#### EXERCISE GOAL:
Every line in the data below that holds "undefined" should be found and copied.

#### Extracted data entries:
• • • •
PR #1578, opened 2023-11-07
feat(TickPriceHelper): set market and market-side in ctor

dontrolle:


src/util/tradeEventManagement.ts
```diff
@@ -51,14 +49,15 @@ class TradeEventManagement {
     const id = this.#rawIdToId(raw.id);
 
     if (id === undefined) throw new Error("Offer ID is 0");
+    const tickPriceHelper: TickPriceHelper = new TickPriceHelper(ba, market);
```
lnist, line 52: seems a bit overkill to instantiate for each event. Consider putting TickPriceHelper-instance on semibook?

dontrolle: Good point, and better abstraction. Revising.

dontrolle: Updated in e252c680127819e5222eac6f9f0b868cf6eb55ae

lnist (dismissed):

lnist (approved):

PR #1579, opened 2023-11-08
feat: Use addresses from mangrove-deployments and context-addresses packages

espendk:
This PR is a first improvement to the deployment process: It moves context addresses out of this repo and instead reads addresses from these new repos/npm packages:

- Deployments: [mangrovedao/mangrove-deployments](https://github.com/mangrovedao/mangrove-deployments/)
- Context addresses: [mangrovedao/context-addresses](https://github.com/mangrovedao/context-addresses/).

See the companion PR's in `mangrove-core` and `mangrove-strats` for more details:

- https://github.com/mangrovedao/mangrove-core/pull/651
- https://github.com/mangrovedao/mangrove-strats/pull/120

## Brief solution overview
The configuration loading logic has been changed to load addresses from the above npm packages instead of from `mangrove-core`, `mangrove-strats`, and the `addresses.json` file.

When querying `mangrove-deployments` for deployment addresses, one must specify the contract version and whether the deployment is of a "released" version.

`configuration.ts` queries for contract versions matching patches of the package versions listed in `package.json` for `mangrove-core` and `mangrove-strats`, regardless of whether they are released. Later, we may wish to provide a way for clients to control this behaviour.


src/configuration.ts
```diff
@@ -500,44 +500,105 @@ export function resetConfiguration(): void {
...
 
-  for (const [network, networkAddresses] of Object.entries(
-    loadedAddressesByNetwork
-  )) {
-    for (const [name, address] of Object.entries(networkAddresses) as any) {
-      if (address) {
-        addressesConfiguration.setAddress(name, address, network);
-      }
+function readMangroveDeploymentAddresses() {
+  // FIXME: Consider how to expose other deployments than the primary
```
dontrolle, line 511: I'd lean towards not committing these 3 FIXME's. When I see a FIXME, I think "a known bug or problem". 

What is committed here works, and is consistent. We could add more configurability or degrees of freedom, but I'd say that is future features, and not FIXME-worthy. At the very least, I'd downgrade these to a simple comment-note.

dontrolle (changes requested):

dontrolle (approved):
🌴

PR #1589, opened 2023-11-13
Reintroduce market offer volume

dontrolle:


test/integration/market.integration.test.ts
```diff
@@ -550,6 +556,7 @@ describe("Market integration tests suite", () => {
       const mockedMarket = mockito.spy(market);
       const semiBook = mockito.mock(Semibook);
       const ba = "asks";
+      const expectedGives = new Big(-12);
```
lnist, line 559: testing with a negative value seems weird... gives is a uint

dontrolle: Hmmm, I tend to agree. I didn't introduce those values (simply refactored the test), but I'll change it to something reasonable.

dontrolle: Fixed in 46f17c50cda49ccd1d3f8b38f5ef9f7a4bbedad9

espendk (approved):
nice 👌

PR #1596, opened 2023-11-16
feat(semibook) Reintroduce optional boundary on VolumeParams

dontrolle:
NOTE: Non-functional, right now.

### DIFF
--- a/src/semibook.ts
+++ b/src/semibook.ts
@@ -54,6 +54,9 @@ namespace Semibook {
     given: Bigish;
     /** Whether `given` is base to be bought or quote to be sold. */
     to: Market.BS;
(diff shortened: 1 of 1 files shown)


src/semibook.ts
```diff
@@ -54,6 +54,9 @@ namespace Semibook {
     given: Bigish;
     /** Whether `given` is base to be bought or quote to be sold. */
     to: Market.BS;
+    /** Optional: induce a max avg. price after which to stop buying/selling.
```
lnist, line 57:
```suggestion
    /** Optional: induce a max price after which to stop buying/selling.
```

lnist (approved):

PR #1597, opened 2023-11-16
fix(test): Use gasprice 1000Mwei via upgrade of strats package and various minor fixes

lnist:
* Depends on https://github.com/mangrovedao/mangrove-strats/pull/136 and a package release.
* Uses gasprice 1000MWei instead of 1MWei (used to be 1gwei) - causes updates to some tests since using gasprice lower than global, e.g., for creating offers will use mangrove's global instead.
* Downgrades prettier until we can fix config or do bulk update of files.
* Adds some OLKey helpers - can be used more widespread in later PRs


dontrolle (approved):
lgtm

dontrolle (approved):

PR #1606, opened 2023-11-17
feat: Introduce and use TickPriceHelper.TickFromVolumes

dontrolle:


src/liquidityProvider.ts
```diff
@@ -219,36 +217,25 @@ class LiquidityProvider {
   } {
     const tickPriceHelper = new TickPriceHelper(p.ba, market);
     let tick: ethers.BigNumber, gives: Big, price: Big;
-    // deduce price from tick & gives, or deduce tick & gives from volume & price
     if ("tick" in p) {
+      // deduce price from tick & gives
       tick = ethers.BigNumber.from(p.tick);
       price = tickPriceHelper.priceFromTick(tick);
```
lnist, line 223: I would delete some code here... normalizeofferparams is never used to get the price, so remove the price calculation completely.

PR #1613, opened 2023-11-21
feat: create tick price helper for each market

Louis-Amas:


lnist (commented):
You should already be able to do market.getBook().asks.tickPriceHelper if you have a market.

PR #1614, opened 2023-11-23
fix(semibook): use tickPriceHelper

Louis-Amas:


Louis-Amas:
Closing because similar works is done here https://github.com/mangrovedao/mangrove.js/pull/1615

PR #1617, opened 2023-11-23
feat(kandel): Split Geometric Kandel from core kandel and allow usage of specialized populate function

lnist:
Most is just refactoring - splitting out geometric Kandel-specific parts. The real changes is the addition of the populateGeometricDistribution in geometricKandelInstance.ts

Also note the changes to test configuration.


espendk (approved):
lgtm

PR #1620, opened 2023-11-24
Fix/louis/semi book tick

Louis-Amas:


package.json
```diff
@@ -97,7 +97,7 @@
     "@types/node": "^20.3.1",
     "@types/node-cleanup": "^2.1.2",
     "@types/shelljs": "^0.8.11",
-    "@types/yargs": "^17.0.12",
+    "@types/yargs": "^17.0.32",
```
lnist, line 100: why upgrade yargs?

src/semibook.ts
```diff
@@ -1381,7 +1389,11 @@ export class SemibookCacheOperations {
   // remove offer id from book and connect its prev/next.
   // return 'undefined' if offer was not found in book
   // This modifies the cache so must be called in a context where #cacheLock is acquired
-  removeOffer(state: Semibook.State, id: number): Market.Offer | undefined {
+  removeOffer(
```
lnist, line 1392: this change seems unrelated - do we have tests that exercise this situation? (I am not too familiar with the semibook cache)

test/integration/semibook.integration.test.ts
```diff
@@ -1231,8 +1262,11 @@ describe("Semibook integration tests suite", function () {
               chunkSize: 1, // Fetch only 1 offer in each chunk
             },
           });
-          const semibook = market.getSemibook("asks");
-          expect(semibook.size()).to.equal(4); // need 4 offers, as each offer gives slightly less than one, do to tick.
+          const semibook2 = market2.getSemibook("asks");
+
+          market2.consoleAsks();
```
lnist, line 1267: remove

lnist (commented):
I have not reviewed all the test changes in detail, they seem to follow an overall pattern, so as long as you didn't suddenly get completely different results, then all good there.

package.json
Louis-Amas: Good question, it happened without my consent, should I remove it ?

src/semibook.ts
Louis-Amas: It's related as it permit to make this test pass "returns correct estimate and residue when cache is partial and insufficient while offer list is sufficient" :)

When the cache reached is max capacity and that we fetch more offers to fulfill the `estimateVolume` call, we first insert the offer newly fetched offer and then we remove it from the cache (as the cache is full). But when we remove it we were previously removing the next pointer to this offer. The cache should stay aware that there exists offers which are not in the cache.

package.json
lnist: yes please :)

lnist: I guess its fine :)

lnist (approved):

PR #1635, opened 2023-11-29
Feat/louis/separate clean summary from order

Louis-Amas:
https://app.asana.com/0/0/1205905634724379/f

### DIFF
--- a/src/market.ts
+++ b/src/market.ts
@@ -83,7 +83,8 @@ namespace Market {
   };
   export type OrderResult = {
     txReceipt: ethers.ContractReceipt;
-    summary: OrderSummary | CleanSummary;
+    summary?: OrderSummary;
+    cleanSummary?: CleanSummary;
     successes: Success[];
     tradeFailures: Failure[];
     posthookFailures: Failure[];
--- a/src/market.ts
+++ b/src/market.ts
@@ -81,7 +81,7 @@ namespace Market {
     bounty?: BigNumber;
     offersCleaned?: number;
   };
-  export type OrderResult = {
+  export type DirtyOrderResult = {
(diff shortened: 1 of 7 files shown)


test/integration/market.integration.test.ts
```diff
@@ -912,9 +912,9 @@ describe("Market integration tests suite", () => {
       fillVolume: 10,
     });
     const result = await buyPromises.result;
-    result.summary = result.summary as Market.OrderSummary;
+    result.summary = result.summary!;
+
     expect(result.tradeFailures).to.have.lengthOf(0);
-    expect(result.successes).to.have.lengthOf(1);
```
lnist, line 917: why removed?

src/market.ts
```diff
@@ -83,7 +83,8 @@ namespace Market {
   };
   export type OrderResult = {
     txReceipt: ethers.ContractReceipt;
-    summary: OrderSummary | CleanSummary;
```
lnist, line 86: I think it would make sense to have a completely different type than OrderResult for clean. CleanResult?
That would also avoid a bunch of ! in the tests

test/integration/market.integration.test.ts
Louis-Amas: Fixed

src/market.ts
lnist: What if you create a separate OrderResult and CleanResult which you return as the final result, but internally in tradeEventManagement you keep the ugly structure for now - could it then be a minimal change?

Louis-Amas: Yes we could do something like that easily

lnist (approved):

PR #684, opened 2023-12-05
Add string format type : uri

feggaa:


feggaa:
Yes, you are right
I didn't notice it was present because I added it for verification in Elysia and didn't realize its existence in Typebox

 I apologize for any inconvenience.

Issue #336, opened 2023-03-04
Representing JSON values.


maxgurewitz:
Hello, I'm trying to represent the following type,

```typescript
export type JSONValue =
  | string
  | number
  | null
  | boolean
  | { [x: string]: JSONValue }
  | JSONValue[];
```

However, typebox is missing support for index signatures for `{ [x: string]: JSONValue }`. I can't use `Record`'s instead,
• • • •
#### TASK ANSWER:
     if (id === undefined) throw new Error("Offer ID is 0");
   // return 'undefined' if offer was not found in book
-  removeOffer(state: Semibook.State, id: number): Market.Offer | undefined {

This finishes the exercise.